<<<<

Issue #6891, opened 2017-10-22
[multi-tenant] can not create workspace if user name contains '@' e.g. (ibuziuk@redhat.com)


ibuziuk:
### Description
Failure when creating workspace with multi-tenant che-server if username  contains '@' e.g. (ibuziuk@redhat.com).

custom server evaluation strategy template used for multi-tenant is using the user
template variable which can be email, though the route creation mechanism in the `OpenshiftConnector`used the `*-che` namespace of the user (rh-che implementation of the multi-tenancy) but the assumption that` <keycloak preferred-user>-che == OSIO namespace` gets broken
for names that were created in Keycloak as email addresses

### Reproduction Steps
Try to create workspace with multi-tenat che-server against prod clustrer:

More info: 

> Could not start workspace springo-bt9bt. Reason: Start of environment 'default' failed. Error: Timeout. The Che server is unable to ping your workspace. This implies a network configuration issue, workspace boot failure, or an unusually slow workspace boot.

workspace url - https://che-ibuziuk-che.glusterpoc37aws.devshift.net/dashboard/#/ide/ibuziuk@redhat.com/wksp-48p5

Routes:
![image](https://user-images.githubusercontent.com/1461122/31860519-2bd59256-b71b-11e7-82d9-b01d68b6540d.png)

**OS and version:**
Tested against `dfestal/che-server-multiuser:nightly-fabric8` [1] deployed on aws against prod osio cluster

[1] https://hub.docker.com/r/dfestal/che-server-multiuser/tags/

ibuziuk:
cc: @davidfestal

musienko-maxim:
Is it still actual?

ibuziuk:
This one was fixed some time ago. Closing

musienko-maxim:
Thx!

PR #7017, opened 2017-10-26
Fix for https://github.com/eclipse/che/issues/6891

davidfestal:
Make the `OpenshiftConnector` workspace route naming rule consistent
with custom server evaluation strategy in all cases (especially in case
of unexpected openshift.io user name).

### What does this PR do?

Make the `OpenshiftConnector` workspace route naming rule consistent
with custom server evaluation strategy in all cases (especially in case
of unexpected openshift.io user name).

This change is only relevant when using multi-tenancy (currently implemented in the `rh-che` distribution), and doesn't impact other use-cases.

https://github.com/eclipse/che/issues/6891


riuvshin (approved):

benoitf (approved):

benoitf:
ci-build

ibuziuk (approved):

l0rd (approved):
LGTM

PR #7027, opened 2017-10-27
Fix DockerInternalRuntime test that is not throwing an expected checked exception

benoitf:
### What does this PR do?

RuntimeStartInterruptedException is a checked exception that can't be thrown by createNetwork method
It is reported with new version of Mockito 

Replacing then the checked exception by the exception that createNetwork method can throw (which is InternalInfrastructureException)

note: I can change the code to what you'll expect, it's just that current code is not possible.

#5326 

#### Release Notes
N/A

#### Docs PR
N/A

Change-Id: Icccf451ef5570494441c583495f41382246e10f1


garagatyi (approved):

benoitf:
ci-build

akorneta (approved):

>>>>
<<<<

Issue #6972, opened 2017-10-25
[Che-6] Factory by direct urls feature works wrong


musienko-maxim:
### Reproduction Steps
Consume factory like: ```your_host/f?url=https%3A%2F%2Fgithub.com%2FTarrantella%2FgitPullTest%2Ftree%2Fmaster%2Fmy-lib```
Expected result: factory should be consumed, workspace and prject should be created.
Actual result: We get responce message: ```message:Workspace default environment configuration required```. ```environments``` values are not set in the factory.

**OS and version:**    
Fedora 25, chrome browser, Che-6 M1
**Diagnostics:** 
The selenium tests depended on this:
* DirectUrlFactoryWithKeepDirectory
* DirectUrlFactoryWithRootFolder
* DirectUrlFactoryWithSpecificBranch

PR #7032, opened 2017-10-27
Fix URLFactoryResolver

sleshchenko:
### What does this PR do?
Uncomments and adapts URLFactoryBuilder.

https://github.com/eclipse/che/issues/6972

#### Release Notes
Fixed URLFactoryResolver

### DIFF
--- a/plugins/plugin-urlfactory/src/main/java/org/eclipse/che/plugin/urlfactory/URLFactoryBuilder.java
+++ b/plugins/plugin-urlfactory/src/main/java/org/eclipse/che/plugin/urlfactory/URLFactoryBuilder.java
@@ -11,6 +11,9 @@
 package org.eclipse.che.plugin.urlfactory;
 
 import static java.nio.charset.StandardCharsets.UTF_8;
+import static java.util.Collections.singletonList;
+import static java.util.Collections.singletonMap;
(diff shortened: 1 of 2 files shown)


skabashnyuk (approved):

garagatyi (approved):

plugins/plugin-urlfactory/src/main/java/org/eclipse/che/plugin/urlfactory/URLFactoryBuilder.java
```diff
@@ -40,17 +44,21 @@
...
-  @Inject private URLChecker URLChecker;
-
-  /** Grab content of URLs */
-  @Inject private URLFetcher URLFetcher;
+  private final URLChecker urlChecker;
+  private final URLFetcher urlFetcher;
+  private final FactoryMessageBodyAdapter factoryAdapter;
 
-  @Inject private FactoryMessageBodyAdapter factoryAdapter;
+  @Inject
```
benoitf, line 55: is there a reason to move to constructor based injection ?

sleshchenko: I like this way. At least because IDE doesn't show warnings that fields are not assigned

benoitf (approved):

>>>>
<<<<

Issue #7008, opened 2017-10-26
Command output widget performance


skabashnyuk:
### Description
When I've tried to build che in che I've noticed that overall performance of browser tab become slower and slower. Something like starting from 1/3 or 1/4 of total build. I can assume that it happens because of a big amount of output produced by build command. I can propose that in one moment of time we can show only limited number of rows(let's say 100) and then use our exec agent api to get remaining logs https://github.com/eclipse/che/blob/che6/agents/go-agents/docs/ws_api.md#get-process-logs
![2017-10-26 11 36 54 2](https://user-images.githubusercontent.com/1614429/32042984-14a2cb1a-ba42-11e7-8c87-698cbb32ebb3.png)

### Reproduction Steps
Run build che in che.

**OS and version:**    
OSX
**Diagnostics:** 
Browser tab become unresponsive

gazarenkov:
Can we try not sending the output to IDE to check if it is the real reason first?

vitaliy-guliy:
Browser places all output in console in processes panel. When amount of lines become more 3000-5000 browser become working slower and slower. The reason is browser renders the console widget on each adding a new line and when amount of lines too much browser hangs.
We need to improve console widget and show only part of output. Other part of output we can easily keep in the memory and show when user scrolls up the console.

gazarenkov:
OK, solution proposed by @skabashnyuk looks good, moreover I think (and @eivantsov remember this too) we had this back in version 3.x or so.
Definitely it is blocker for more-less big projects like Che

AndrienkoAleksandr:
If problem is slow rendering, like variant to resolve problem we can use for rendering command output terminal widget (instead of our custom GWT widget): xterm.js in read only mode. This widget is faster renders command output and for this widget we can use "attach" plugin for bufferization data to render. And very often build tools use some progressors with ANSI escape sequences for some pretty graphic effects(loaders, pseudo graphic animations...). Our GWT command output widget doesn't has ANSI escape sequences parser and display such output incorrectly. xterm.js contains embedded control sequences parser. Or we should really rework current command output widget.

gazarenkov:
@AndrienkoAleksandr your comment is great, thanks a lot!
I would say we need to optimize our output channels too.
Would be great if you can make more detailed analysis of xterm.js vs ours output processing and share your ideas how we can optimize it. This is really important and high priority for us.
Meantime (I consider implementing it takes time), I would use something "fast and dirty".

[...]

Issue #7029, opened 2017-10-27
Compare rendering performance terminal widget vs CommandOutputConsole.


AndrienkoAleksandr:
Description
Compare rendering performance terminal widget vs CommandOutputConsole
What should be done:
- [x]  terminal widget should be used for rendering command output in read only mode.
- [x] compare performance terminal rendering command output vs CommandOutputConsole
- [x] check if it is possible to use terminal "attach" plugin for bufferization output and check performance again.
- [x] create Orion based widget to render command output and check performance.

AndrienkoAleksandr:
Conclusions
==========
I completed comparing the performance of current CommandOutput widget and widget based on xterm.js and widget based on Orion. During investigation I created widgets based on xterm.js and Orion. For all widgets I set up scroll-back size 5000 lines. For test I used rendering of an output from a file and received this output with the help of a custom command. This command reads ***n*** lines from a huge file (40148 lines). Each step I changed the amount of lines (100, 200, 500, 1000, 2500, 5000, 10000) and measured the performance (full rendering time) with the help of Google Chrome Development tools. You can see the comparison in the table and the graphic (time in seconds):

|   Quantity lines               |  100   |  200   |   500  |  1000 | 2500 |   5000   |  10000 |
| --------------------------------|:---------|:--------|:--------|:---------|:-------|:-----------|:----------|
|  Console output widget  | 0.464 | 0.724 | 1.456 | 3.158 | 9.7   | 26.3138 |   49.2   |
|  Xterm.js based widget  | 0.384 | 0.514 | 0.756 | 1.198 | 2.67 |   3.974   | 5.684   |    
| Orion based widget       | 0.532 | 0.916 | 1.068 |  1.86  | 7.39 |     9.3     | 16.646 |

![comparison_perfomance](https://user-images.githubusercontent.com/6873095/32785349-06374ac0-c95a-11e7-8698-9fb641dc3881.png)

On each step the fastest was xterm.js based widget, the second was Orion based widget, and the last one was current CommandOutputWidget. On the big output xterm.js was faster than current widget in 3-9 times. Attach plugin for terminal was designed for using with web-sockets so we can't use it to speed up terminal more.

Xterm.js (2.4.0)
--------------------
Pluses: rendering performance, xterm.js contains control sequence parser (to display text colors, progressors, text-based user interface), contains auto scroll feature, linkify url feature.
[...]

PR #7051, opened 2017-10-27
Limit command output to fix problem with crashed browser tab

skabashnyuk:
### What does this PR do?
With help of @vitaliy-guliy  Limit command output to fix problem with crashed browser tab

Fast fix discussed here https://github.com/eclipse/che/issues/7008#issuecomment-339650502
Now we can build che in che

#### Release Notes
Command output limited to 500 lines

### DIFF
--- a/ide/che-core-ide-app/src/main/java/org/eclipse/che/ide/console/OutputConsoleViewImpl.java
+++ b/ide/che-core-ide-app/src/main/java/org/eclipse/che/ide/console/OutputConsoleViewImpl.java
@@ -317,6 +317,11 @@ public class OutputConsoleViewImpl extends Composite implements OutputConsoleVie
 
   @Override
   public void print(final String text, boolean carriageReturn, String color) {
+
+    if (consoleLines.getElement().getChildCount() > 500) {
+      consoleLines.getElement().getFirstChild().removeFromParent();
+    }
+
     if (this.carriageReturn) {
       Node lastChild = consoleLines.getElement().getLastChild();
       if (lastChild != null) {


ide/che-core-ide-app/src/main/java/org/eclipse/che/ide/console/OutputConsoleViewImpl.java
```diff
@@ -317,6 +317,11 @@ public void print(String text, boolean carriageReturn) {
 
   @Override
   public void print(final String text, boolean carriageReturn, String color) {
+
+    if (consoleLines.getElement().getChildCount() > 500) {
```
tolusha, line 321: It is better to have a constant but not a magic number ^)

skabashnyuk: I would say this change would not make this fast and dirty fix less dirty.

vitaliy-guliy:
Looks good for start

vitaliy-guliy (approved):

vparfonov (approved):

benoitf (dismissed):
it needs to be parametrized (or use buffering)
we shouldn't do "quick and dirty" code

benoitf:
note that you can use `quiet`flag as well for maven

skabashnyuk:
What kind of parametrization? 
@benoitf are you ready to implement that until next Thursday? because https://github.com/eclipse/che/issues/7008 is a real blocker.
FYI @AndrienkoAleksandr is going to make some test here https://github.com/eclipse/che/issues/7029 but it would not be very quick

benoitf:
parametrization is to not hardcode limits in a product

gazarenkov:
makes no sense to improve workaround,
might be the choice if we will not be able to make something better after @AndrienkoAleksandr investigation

>>>>

Exercise directions >> In the records, which lines mention the word "vitaliy"? Copy those lines.

The answer >>
vitaliy-guliy:
With help of @vitaliy-guliy  Limit command output to fix problem with crashed browser tab
vitaliy-guliy:
vitaliy-guliy (approved):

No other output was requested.